At each step, pick the locally optimal choice. Greedy works when this doesn't hurt future choices—often true for intervals (pick earliest end) and reachability (extend farthest reach).

prefix[i] = sum of elements 0..i-1. Range sum [i,j] = prefix[j+1] - prefix[i]. For 'subarray = K': if prefix[j] - prefix[i] = K, then prefix[i] = prefix[j] - K—use hash map to find matching prefix in O(1).

For each item, decide to include or exclude. dp[i][w] = max value using first i items with capacity w. Recurrence: dp[i][w] = max(dp[i-1][w], dp[i-1][w-weight[i]] + value[i]). Space can be optimized to O(capacity) by iterating backwards.

Similar to 0/1 knapsack, but when including an item, stay at the same item (don't move to next). dp[i][w] = max(dp[i-1][w], dp[i][w-weight[i]] + value[i]). Notice we use dp[i] not dp[i-1] for the include case.

Define dp[i] as the answer for position i. Recurrence: dp[i] = dp[i-1] + dp[i-2] (or similar). Only need to track last 2 values, so space reduces to O(1). Base cases: dp[0] and dp[1].

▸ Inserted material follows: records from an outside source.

Issue #2967, opened 2021-04-02
test Symbol.for('bar').toString()


dckc:
the spec is pretty clear that `Symbol.for('bar').toString()` should evaluate to `"Symbol(bar)"`. Please add a test for this.

https://tc39.es/ecma262/#sec-symbol.prototype.tostring

MDN gives this example:
```
// The key is also used as the description
var sym = Symbol.for('mario');
sym.toString(); // "Symbol(mario)"
```
https://developer.mozilla.org/en-US/docs/Web/JavaScript/Reference/Global_Objects/Symbol/for

context :https://github.com/Moddable-OpenSource/moddable/issues/621

cc @erights @phoddie

jugglinmike:
Thanks for the report, @dckc! I opened gh-2970 to address this.

(I decided to use the `description` property rather than `toString` since that puts slightly less unrelated functionality under test. It still captures XS's bug, though.)

PR #2970, opened 2021-04-09
Add test for [[Description]] from `Symbol.for`

jugglinmike:
Resolves gh-2967. I reviewed the project's coverage for the rest of this algorithm, and it looks okay to me.

### DIFF
--- a/test/built-ins/Symbol/for/description.js
+++ b/test/built-ins/Symbol/for/description.js
@@ -10,7 +10,7 @@ info: |
        is stringKey.
     [...]
     6. Return newSymbol.
-features: [Symbol]
+features: [Symbol, Symbol.prototype.description]
 ---*/
 
 var symbol = Symbol.for({toString: function() { return 'test262'; }});
--- a/test/built-ins/Symbol/for/description.js
+++ b/test/built-ins/Symbol/for/description.js
@@ -1,0 +1,18 @@
+// Copyright (C) 2021 the V8 project authors. All rights reserved.
+// This code is governed by the BSD license found in the LICENSE file.
+/*---
+esid: sec-symbol.for
+description: Assigns the string value to the [[Description]] slot
+info: |
+    1. Let stringKey be ? ToString(key).
+    [...]
+    4. Let newSymbol be a new unique Symbol value whose [[Description]] value
+       is stringKey.
+    [...]
+    6. Return newSymbol.
+features: [Symbol]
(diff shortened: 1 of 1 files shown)


test/built-ins/Symbol/for/description.js
```diff
@@ -0,0 +1,18 @@
...
+esid: sec-symbol.for
+description: Assigns the string value to the [[Description]] slot
+info: |
+    1. Let stringKey be ? ToString(key).
+    [...]
+    4. Let newSymbol be a new unique Symbol value whose [[Description]] value
+       is stringKey.
+    [...]
+    6. Return newSymbol.
+features: [Symbol]
```
shvaikalesh, line 13:
```suggestion
features: [Symbol, Symbol.prototype.description]
```

shvaikalesh (approved):

leobalter (changes requested):
@jugglinmike The test looks good and it is just missing the feature tag as pointed out by @shvaikalesh.

A small nit pick, thou. I believe this test file should be at [test/built-ins/Symbol/prototype/description](https://github.com/tc39/test262/tree/main/test/built-ins/Symbol/prototype/description) and that folder might be missing other tests to capture description from ToString coerced values.

The decision on the file location might be subjective and it's ok to not go through that path.

jugglinmike:
Thanks for reviewing this!

> just missing the feature tag as pointed out by @shvaikalesh.

All set

> I believe this test file should be at test/built-ins/Symbol/prototype/description

Yeah, the test necessarily uses two different APIs, making the placement a little ambiguous. I chose the `for/` directory because we're specifically interested in how the `[[Description]]` internal slot is defined, not how the `[[Description]]` internal slot is referenced (the existing tests verify the latter).

> that folder might be missing other tests to capture description from ToString coerced values.

I can help with that. I don't see any string coercion in that algorithm, though--could you say more about what you have in mind?

rwaldron:
@leobalter are you good with @jugglinmike's response?

leobalter:
Yes, I just don't have the bandwidth to expand my thoughts on the ToString coercion, but hopefully I can explore it in a near future.

jugglinmike:
Thanks, @leobalter! Would you mind formally registering your approval using the GitHub.com UI? At some point, this became mandatory for Test262 pull requests.

leobalter (approved):

PR #4542, opened 2025-07-18
[immutable-arraybuffer] ArrayBuffer.prototype.transferToImmutable

gibson042:
Ref #4509

> 
> - [x] `ArrayBuffer.prototype.transferToImmutable`
>   - [x] `verifyPrimordialCallableProperty(ArrayBuffer.prototype, "transferToImmutable", "transferToImmutable", 0);`
>   - [x] brand-checking (throws TypeError unless receiver is an ArrayBuffer and not a SharedArrayBuffer), before coercing _newLength_
>   - [x] defaults _newLength_ to [[ArrayBufferByteLength]]
>   - [x] if _newLength_ is not undefined, casts it to an index (integral number from 0 to 2**53 - 1 inclusive) or throws a RangeError for out-of-range values, after brand-checking
>   - [x] throws TypeError if receiver is detached or immutable, after processing _newLength_ (_**note the unusual receiver-after-argument order**_)
>   - [x] detaches the receiver
>   - [x] returns an immutable ArrayBuffer with the correct length
>   - [x] if _newLength_ ≤ [[ArrayBufferByteLength]], returns an ArrayBuffer with contents matching the appropriate prefix of the receiver up to exclusive index _newLength_
>   - [x] if _newLength_ > [[ArrayBufferByteLength]], returns an ArrayBuffer with contents matching those of the receiver, followed by the appropriate count of zeros

### DIFF
--- a/test/built-ins/ArrayBuffer/prototype/sliceToImmutable/argument-coercion.js
+++ b/test/built-ins/ArrayBuffer/prototype/sliceToImmutable/argument-coercion.js
@@ -118,7 +118,7 @@ for (var i = 0; i < goodInputs.length; i++) {
     var source = make32ByteArrayBuffer();
     var expectContents = Array.from(new Uint8Array(source)).slice(rawStart, rawEnd);
     var dest = source.sliceToImmutable(rawStart, rawEnd);
-    var label = "sliceToImmutable(" + assert._toString(rawStart) + ", " + assert._toString(rawEnd) + ")";
+    var label = "sliceToImmutable(" + formatSimpleValue(rawStart) + ", " + formatSimpleValue(rawEnd) + ")";
     assert.sameValue(dest.byteLength, intLength, label + ".byteLength");
     assert.compareArray(new Uint8Array(dest), expectContents, label + " contents");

For substrings: expand around each center (O(n²)) or dp[i][j] = true if s[i..j] is palindrome. For subsequences: dp[i][j] = length of longest palindromic subsequence in s[i..j]. If s[i]==s[j], dp[i][j] = dp[i+1][j-1] + 2.

2D DP where dp[i][j] represents answer for first i chars of string1 and first j chars of string2. If chars match, extend from dp[i-1][j-1]. Otherwise, take best of dp[i-1][j] or dp[i][j-1] depending on problem.

Build adjacency list from edges. BFS for shortest path (unweighted): use queue, track visited, level = distance. DFS for connectivity/cycles: use visited set, for directed graphs track 'in current path' to detect back edges.

Push opening brackets/operators, pop when closing/lower precedence found. For expressions: use two stacks (operands + operators) or convert to postfix first. Stack naturally handles nesting and LIFO order.

Store key-value pairs for O(1) access. For Two Sum: map value → index, check if complement exists. For frequency: map element → count. For caching: map input → computed result (memoization).

Use TreeSet (Java), SortedList (Python), or balanced BST. Supports O(log n) insert, delete, and finding floor/ceiling values. Combine with sliding window for problems requiring sorted access in a window.

Each node has children map (char → node) and isEnd flag. Insert: walk down creating nodes. Search/startsWith: walk down, check if path exists. Trie turns repeated prefix matching from O(n*m) to O(m).

parent[i] points to i's parent (or self if root). find(x): follow parents to root with path compression. union(x,y): link roots, use rank to keep tree flat. Same root = same component.